Hacker Newsnew | past | comments | ask | show | jobs | submitlogin
The Philosopher of Surveillance (firstlook.org)
74 points by stefantalpalaru on Aug 11, 2015 | hide | past | favorite | 17 comments


The "Socrates" of this article believes he's safer if his entire life is monitored rather than just part. So much wrong with this.

1 - What about no surveillance until there is a reasonable suspicion confirmed by an impartial Judge (see 4th Amendment to the Constitution for details)?

2 - Ok, he feels safer with Big Brother looking after him ... but apparently that justifies in his mind that everyone should be watched since he prefers it for himself. Is that narcissism or just sloppy thinking?

3 - One of the many dangers of this sort of surveillance is the bizarre notion that we are the data collected. There is NO level of surveillance that equates to the actual knowledge of the self (sorry Google, NSA, etc.). Think about it for yourself - is there any data set large enough that it would capture without misunderstanding who you are? Now remember that the rest of the 7 billion people on this planet have just as rich lives (inner and outer) as you.

On that last point, keep in mind the so called "targeted" ads that Google uses. Or the movie/book suggestions from sites that use them. Now imagine such bizarre misunderstandings leading our NSA big brothers to act. Not a pretty picture.

Larger and more haystacks aren't the solution. Realizing that humans aren't stacks of data is.


Just to play Devil's Advocate, real total surveillance might not be bad. If you were hooked into a system that actually monitored all minds in real time and connected you directly to whatever other mind you wanted to reach out to with no misunderstanding, you'd have a hive mind that was no longer human but might be capable of more complicated thoughts.

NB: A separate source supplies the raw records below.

PR #2221, opened 2025-02-03
User friendly error for wvl_mat_min when no sources present

groberts-flex:
Raise an error when the user tries to get the minimum wavelength in material, but there are no sources present in the simulation.

Added associated test to make sure we are catching this condition.

### DIFF
--- a/CHANGELOG.md
+++ b/CHANGELOG.md
@@ -35,6 +35,7 @@ and this project adheres to [Semantic Versioning](https://semver.org/spec/v2.0.0
 -`HeatChargeSimulation` supersedes `HeatSimulation`. Though both of the can be used for Heat simulation interchangeably, the latter has been deprecated and will disappear in the future. 
 - `FluidSpec` and `SolidSpec` are now deprecated in favor of `FluidMedium` and `SolidMedium`. Both can still be used interchangeably.
 - Exclude `FluxMonitor` frequencies from adjoint design region gradient monitors since we do not differentiate through `FluxData`
+- Check for empty source list in `wvl_mat_min` in `Simulation` and raise user friendly error if no sources exist in the simulation.
 
 ### Fixed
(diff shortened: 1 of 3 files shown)


CHANGELOG.md
```diff
@@ -43,6 +43,7 @@ and this project adheres to [Semantic Versioning](https://semver.org/spec/v2.0.0
 - Fixed magnitude of gradient computation in `CustomMedium` by accounting properly for full volume element when permittivity data is defined over less dimensions than the medium.
 - Fixed key ordering in design plugin when returning `Result` from an optimization method run.
 - Bug in `Batch`, where duplicate folders might be created in the Web UI if the folder did not already exist.
+- Check for empty source list in `wvl_mat_min` in `Simulation` and raise user friendly error if no sources exist in the simulation.
```
yaugenst-flex: I think this should go under "Changed", since this only adds a message, but it's failing in the same way as before technically.

tidy3d/components/simulation.py
```diff
@@ -4642,6 +4642,12 @@ def wvl_mat_min(self) -> float:
         float
             Minimum wavelength in the material (microns).
         """
+        if len(self.sources) == 0:
```
yaugenst-flex, line 4645: Nitpick, but the more "idiomatic" way would be `if not self.sources`. But actually let's keep it like this, I think it's more explicit.

yaugenst-flex (approved):
Thanks @groberts-flex!

tidy3d/components/simulation.py
groberts-flex: sounds good, good to know though!

CHANGELOG.md
groberts-flex: I see, that makes sense!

It's been done plenty of times in science fiction, but now we're getting to the point where we can actually transmit some information directly from mind to mind. I think there's room for voluntary connectivity without being invasive. There should always be a way to have total privacy whenever it's desired, and that should be true for the near future without question.

But there's a chance that at some point, people won't even want it anymore. If it happens voluntarily as people become more comfortable with each other, I'm not sure if it will even be bad. Forced is no good of course, and using surveillance to impose oligarchical control is terrible, but if we move gradually, I don't think anyone can really predict how it might turn out.


I know this idea has oft been explored in science fiction, but if you haven't seen it, I recommend that you check out the series Psycho-Pass. It has an interesting and intellectually hefty take on the subject.


> Think about it for yourself - is there any data set large enough that it would capture without misunderstanding who you are?

One could argue that many readily available datasets "capture" any given person with a higher degree of accuracy than that person "captures" himself. People are subject to all sorts of subconscious biases that influence their own self-perception. Cold, hard data about the self is often more accurate than one's own understanding of oneself.


"A target that has no ill will to the U.S., but which is being monitored, needs better and more monitoring, not less. So if we’re in for a penny, we need to be in for a pound."

This is profoundly sick.


He has a childish idea that the purpose of surveilance is to detect the bad people, the enemies.

From his first SIGINT Philosopher column: > I guess if we were a corporation, we could make our mission statement (or "corporate philosophy") this: "building informed decision makers -- so that targets do not suffer our nation's wrath unless they really deserve it -- by exercising deity-like monitoring of the target." Now that's philosophy.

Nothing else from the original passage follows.